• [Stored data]
────────

PR #684, opened 2019-09-26
Fix loader for ruptures

ptormene:
First, I am making sure that the integration test fails because we are using tab as separator instead of comma. Then I am fixing the separator.

### DIFF
--- a/scripts/run_integration_tests.sh
+++ b/scripts/run_integration_tests.sh
@@ -21,6 +21,7 @@ docker run -d --name qgis -v /tmp/.X11-unix:/tmp/.X11-unix \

────────

• [TASK ITEM]
Line by line, set the records above down again exactly.

• [SOLVED EXERCISE]
PR #684, opened 2019-09-26
Fix loader for ruptures

ptormene:
First, I am making sure that the integration test fails because we are using tab as separator instead of comma. Then I am fixing the separator.

### DIFF
--- a/scripts/run_integration_tests.sh
+++ b/scripts/run_integration_tests.sh
@@ -21,6 +21,7 @@ docker run -d --name qgis -v /tmp/.X11-unix:/tmp/.X11-unix \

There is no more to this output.